(Available data):
PR #5952, opened 2023-12-05
poc: common JSX components

aymeric-giraudet:
Only tested with React and Vue 2 for now, the examples still work well.

One problem for now with Vue 2 is that we can't use `DefaultHitComponent`, as you can't call `h` with a function component. Maybe Vue 3 will work.

Next is to try with Preact (expecting TS errors) and Vue 3.


packages/vue-instantsearch/src/components/Hits.js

(Problem to work on): Line count for "components": say how many lines of the entries above include that word, and give only the number.

(Response for this exercise): 2